Duvelisib + Docetaxel for Head and Neck Cancer
Recruiting in Palo Alto (17 mi)
Overseen byGlenn J. Hanna, MD
Age: 18+
Sex: Any
Travel: May Be Covered
Time Reimbursement: Varies
Trial Phase: Phase 2
Waitlist Available
Sponsor: Glenn J. Hanna
No Placebo Group
Prior Safety Data
Trial Summary
What is the purpose of this trial?
This trial is testing a combination of a pill (Duvelisib) and an IV drug (Docetaxel) for patients with head and neck cancer that has come back or spread.

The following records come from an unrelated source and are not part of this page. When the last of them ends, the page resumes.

PR #132, opened 2017-05-17
argument names within onAction middlewares.

robinfehr:
within middlewares added to onAction, the arguments now are an object
that includes pairs of argument name and argument value.

### DIFF
--- a/src/core/action.ts
+++ b/src/core/action.ts
@@ -3,7 +3,7 @@ import { action as mobxAction, isObservable } from "mobx"
 export type ISerializedActionCall = {
     name: string;
     path?: string;
-    args?: any[];
+    args?: any;
 }
 
 export type IRawActionCall = {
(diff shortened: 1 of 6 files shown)


mattiamanzati:
@mweststrate Are we sure that we want that? The way to get argument names is kinda hacky :/

robinfehr:
@mattiamanzati i agree i don't like how reflection is implemented in js either. the decision is about what is more intuitive and how are the users going to use it. I for example wanted to tag my actions somehow so that i can say: this action is recordable for the time machine, and others are not. You cant do that using an object like:

action:
```
move({ dx, dy, optimistic, recordable = true }) {...}
```
middleware:
```
const args = action.args[0]
const { optimistic, recordable } = args || {};
// recordable is always undefined here (default param problem) - tagging not possible like that
```
component:
```
store.move({20, 20, true}) // you'd need to add the recordable here
```



whereas with named arguments you could do that:

action:
```
move(dx, dy, optimistic, recordable) {...}
```
middleware:
```
const { optimistic } = args;
const recordable = Object.keys(action.args).includes('recordable'); // taggable
```
component:
```
store.move({20, 20, true})
```

i agree the solution is not perfect. i'm very open to another way to tag an action - just couldn't find another way until now.

robinfehr:
I'd also like to add that it would be nice to have the possibility to add optional parameters like i tried above with the optimistic argument - which is undefined if not provided and can luckily be handled like a bool in javascript. currently im thinking of something like action.dispatch(box.move(20,20), { optimistic: false })

PR #139, opened 2017-05-22
upgrade MST & mobx version in redux-todomvc example

mondaychen:
mobx 2.6.0 does not work with mobx-state-tree 0.5.0

You will see error message like this when you run `npm start`:

image

This PR will fix this issue


mattiamanzati:
Thanks for your PR! :D

PR #140, opened 2017-05-22
fix nextState bounds checking in box example

mondaychen:
It's too late when it's `states.length`...

image


mattiamanzati:
Thanks for your PR! :D

PR #147, opened 2017-05-24
fixed rendering issue for "clone" in api overview

alonbardavid:
The markdown for "clone" method in the api overview is malformed due to not escaping the pipe symbol.


mweststrate:
Thanks!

These patients did not respond to initial treatments. Duvelisib stops cancer cells from growing, and Docetaxel kills them by preventing cell division.
Eligibility Criteria
Adults with recurrent or metastatic squamous cell carcinoma of the head and neck (SCCHN), who have had no more than two prior systemic therapies, one including PD-1/L1 blockade. They must not have used PI3K inhibitors before, be in good health otherwise, and agree to use contraception.Inclusion Criteria
I am 18 years old or older.
My blood, liver, and kidney functions meet the study's health requirements.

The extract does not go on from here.